The regional government and the Majorca Hoteliers Federation might hold wildly differing views regarding the tourist tax but they share very similar views when it comes to the issue of residential tourism, a catch-all term but one which, in this respect, refers to holiday lets.
The federation's president, Inma de Benito, handed government representatives a document at last week's Fitur travel fair in Madrid in which there is a proposal for a ceiling to growth of residential tourism in order to avoid services being overstretched and the image of Majorca being damaged. Vice-President Barceló, after an initial look at the document, says that he understands the need for such a limit, just as there is for regulated tourist accommodation supply (the hotels, for example).
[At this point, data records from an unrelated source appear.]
PR #1778, opened 2019-10-20
fix destroy in MediaElement backend

thijstriemstra:
one of my projects that uses wavesurfer.js runs some unit tests that create/destroy a MediaElement backend within a few 100 ms. This situation throws some errors that this PR aims to fix.

### DIFF
--- a/src/mediaelement.js
+++ b/src/mediaelement.js
@@ -15,8 +15,11 @@ export default class MediaElement extends WebAudio {
         /** @private */
         this.params = params;
 
-        // Dummy media to catch errors
-        /** @private */
+        /**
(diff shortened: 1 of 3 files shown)


src/mediaelement.js
```diff
@@ -391,6 +403,13 @@ export default class MediaElement extends WebAudio {
     destroy() {
         this.pause();
         this.unAll();
+        this.destroyed = true;
```
aburai: should we put this at start of the block?

thijstriemstra: no, it should be set after `unAll` is called.

PR #1781, opened 2019-10-23
style right and left handles of region plugin independently

osheroff:

In 804334d63e36f88b5340aa8faac2d0db5adf5acf, the css style of the right region resize handle was changed to `right: 0`, but the element in question already had a `left: 0` style.  This means that the drag handles for the region were basically in the same place.


thijstriemstra:
thanks!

"We are a 'refuge' destination. Therefore, there are conditions which favour ever more tourists coming this summer. But last summer during the peak months there was a sense of overcrowding that affected the general quality of life for both tourists and residents. This overcrowding was not produced by the hotels but by the rise in residential tourism," says Benito. With this in mind, the federation is asking town halls to analyse levels of legal and illegal accommodation in order that some form of ceiling might be created.
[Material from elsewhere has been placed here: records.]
PR #1765, opened 2019-10-05
add dblclick event listener to wavesurfer wrapper

aburai:
### Short description of changes:
support dblclick event listener

### TODO
add `dblclick` (and `click`) to docs wavesurfer events

### Related Issues and other PRs:
fixes #1764

PR #1790, opened 2019-10-28
Expose progress to the dblclick event

Reached:
This is in line with how the single click event handler does it.

#1765

Thanks to @thijstriemstra for pointing me in the right direction :)


thijstriemstra:
thanks!

PR #1793, opened 2019-10-31
regions plugin: add maxRegions option to limit max nr of created regions

osheroff:
I've been heavily using the regions plugin in a project i'm playing with.  One feature I definitely needed (for my UI's sanity) was to limit the number of regions a user could create (to 1, in my case).

### DIFF
--- a/src/plugin/regions.js
+++ b/src/plugin/regions.js
@@ -643,6 +643,7 @@ export default class RegionsPlugin {
         this.params = params;
         this.wavesurfer = ws;
         this.util = ws.util;
+        this.maxRegions = params.maxRegions;
         this.util.getRegionSnapToGridValue = value => {
             return this.getRegionSnapToGridValue(value, params);
         };
@@ -836,7 +837,11 @@ export default class RegionsPlugin {
                 return;
             }
 
+
             if (!region) {
+                if (this.maxRegions && Object.keys(this.list).length >= this.maxRegions)
+                    return;
+
                 region = this.add(params || {});
             }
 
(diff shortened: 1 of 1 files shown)


src/plugin/regions.js
```diff
@@ -643,6 +643,7 @@ export default class RegionsPlugin {
         this.params = params;
         this.wavesurfer = ws;
         this.util = ws.util;
+        this.maxRegions = params.maxRegions;
```
thijstriemstra: can you also document this at the top of this class, where the other params are documented?

src/plugin/regions.js
```diff
@@ -836,7 +837,11 @@ export default class RegionsPlugin {
                 return;
             }
 
+
             if (!region) {
+                if (this.maxRegions && Object.keys(this.list).length >= this.maxRegions)
```
thijstriemstra: add a comment describing what this if statement does.

src/plugin/regions.js
osheroff: as I'm documenting this I realize the implementation I wrote only honors maxRegions when a user tries to create a region.  Wondering if it should be honored when a region is programmatically created....

osheroff:
documented

src/plugin/regions.js
thijstriemstra: >  Wondering if it should be honored when a region is programmatically created....

I would assume it does..

osheroff: ok, maxRegions is now honored from the api too..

"This type of tourism cannot just keep on growing as it will end up destroying the current tourism model. It is residential tourism that is causing services to be overstretched because of an absence of control. Hotel occupancy will be above 90% but it will not be the regulated offer causing further pressure this summer."
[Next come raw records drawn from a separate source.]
PR #1794, opened 2019-10-31
regions plugin: add start argument to play and playLoop methods

osheroff:
I've had the need of late to start playing a loop defined in the region plugin in the middle of the loop.

(fyi if you're interested, https://mixmastermiles.com/)

### DIFF
--- a/src/plugin/regions.js
+++ b/src/plugin/regions.js
@@ -98,15 +98,16 @@ class Region {
     }
 
     /* Play the audio region. */
-    play() {
-        this.wavesurfer.play(this.start, this.end);
+    play(start) {
+        const s = start || this.start;
+        this.wavesurfer.play(s, this.end);
         this.fireEvent('play');
         this.wavesurfer.fireEvent('region-play', this);
     }
 
     /* Play the region in loop. */
-    playLoop() {
-        this.play();
+    playLoop(start) {
+        this.play(start);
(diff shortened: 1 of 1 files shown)


src/plugin/regions.js
```diff
@@ -98,15 +98,16 @@ class Region {
...
-    play() {
-        this.wavesurfer.play(this.start, this.end);
+    play(start) {
+        const s = start || this.start;
+        this.wavesurfer.play(s, this.end);
         this.fireEvent('play');
         this.wavesurfer.fireEvent('region-play', this);
     }
 
     /* Play the region in loop. */
```
thijstriemstra: can you properly document this method (with @param etc)?

src/plugin/regions.js
```diff
@@ -98,15 +98,16 @@ class Region {
     }
 
     /* Play the audio region. */
-    play() {
-        this.wavesurfer.play(this.start, this.end);
+    play(start) {
```
thijstriemstra: can you properly document this method (with @param etc)?

osheroff: I documented these, but I couldn't figure out how to make `esdoc` actually generate anything about the methods of the`Region` class -- it seems it only bothers documenting the exported classes in a module?  Or at least that's my best guess...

Barceló says he appreciates the federation's concerns as they are also the government's. "We know that there has to be a limit to residential tourism and we are going to address this when reforming the tourism law. It is a challenge for all administrations to have order and control so as to avoid overstretching services. We will have to get used to there being limits in order to avoid saturation, such as with access to beaches in protected areas. We have spoken about this with the Canary Islands as both of us have a similar problem, meaning that we have to regulate holiday rentals and limit the number of places."
Joan Estarellas, the president of Aptur, the association for private tourist accommodation, agrees that that it is logical to want to have a ceiling. "But in order for there to be, we have to enable all tourist accommodation to operate under the same conditions as the regulated supply." Aptur recognises that there are more than 126,000 residential tourism places in the Balearics that are not being controlled but are also ones for which a legal outcome is being sought in order that there aren't any sanctions.